When Roosevelt signed the G.I. Bill in 1944, a lot of soldiers who returned
from the war were able to claim benefits in the form of tuition assistance,
low-cost mortgages and low-interest loans. Soldiers coming home from overseas
had the choice of pursuing higher education, purchasing a home, or starting a
business. Another result of the G.I. Bill were Levittowns, newly sprouting
suburban neighborhoods offering low-cost housing to these returned soldiers
($8,000 in 1950, approximately $80,000 in 2015). With the help of the
expanding auto industry and the joining of highways, people began to move out
into the suburbs and build new communities.

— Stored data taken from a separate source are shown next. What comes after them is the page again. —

PR #562, opened 2020-10-27
ref/fix reference url

lucas-zimerman:
This will PR will update all references that were pointing to the old documentation for the new one.


bruno-garcia (approved):
Thanks @lucas-zimerman !

PR #563, opened 2020-10-29
feat: Add support for ASP.NET Core gRPC

Mitch528:


samples/Sentry.Samples.AspNetCore.Grpc/GameService.cs
```diff
@@ -0,0 +1,42 @@
...
+
+        public GameService(ILogger<GameService> gameLogger) => _gameLogger = gameLogger;
+
+        public override async Task<NextPhaseResponse> FetchNextPhaseData(Empty request, ServerCallContext context)
+        {
+            _gameLogger.LogInformation("Fetching dungeons and mana level in parallel.");
+
+            var getDungeonsTask =
+                Task.Run(new Func<int>(() => throw new HttpRequestException("Failed to fetch available Dungeons")));
+            var getUserMana = Task.Run(new Func<int>(() => throw new DataException("Invalid Mana level: -10")));
```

The unfortunate bit is that while the G.I. Bill didn't advocate
discrimination, it was interpreted differently for people according to their
race. For example; of the 67,000 mortgages insured by the G.I. Bill, fewer
than 100 were taken out by non-whites.

Now, the heavily-inflated value (example; houses in Levittown, NY are selling
for approximately $350,000) of these post-WWII homes are passed down and
borrowed against or leveraged to send the grandchildren of those veterans to
private schools and expensive universities, while many black families struggle
financially in urban sectors. The racial discrimination of WWII veterans has
been cited as a reason for the increased economic inequality and racial
tensions being experienced today in the United States.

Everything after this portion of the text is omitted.